--- THE TASK ---
Transcribe each record exactly as it appears.

--- EXTRACTED MATERIAL ---
PR #443, opened 2025-05-09
Feature/finished/iia 1928 style type ahead popup

dukke:
Fixes https://ikmdev.atlassian.net/browse/IIA-1928

image


carldea (approved):
Looks good to me!
Thank you for all this hard work. Looking better and better. 
:-)

PR #444, opened 2025-05-09
Feature/finished/iia 1955 concurrent modification exception calling listeners

jdsmithsos:
Jira ticket:  https://ikmdev.atlassian.net/browse/IIA-1955

Summary of changes:

The problem is within ObservableCoordinateAbstract.setValue() and changeBaseCoordinate().

setValue() is being called recursively.  See stack trace below.

This is specifically happening in ObservableLanguageCoordinateNoOverride, which extends ObservableCoordinateAbstract.

An ArrayList cannot be modified when it is being iterated.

--- PROBLEM SOLUTION ---
PR #443, opened 2025-05-09
Feature/finished/iia 1928 style type ahead popup

dukke:
Fixes https://ikmdev.atlassian.net/browse/IIA-1928

image


carldea (approved):
Looks good to me!
Thank you for all this hard work. Looking better and better. 
:-)

PR #444, opened 2025-05-09
Feature/finished/iia 1955 concurrent modification exception calling listeners

jdsmithsos:
Jira ticket:  https://ikmdev.atlassian.net/browse/IIA-1955

Summary of changes:

The problem is within ObservableCoordinateAbstract.setValue() and changeBaseCoordinate().

setValue() is being called recursively.  See stack trace below.

This is specifically happening in ObservableLanguageCoordinateNoOverride, which extends ObservableCoordinateAbstract.

An ArrayList cannot be modified when it is being iterated.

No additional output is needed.